The full listing, copied exactly, is the required output.

== == ==

PR #208, opened 2024-05-07
Fix nightly CI by adding --check-cfg flags

jsgf:
Emit `cargo::rustc-check-cfg=CHECK_CFG` in build.rs so that they can be cross-checked even if cfg option itself isn't set.


jsgf:
This is a subset og #205, aside from (I think) handling the `riscv{ext}` cfg flags better.

riscv-rt/build.rs
```diff
@@ -76,6 +76,13 @@ fn main() {
     let cargo_flags = env::var("CARGO_ENCODED_RUSTFLAGS").unwrap();
     let _name = env::var("CARGO_PKG_NAME").unwrap();
 
+    println!("cargo:rustc-check-cfg=cfg(riscv)");
+    println!("cargo:rustc-check-cfg=cfg(riscv32)");
+    println!("cargo:rustc-check-cfg=cfg(riscv64)");
+    for ext in ['i', 'e', 'm', 'a', 'f', 'd', 'g', 'c'] {
```
romancardenas, line 82: I like this approach. Could you open a new PR with this modification, please? I think the rest of the crates are already fixed.

romancardenas (changes requested):

jsgf:
Ok rebased and just reduced to using a loop for per-ext checks.

riscv-rt/build.rs
jsgf: Oh I just recycled this PR.

romancardenas (approved):
LGTM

== == ==

• _RESPONSE AREA_:
PR #208, opened 2024-05-07
Fix nightly CI by adding --check-cfg flags

jsgf:
Emit `cargo::rustc-check-cfg=CHECK_CFG` in build.rs so that they can be cross-checked even if cfg option itself isn't set.


jsgf:
This is a subset og #205, aside from (I think) handling the `riscv{ext}` cfg flags better.

riscv-rt/build.rs
```diff
@@ -76,6 +76,13 @@ fn main() {
     let cargo_flags = env::var("CARGO_ENCODED_RUSTFLAGS").unwrap();
     let _name = env::var("CARGO_PKG_NAME").unwrap();
 
+    println!("cargo:rustc-check-cfg=cfg(riscv)");
+    println!("cargo:rustc-check-cfg=cfg(riscv32)");
+    println!("cargo:rustc-check-cfg=cfg(riscv64)");
+    for ext in ['i', 'e', 'm', 'a', 'f', 'd', 'g', 'c'] {
```
romancardenas, line 82: I like this approach. Could you open a new PR with this modification, please? I think the rest of the crates are already fixed.

romancardenas (changes requested):

jsgf:
Ok rebased and just reduced to using a loop for per-ext checks.

riscv-rt/build.rs
jsgf: Oh I just recycled this PR.

romancardenas (approved):
LGTM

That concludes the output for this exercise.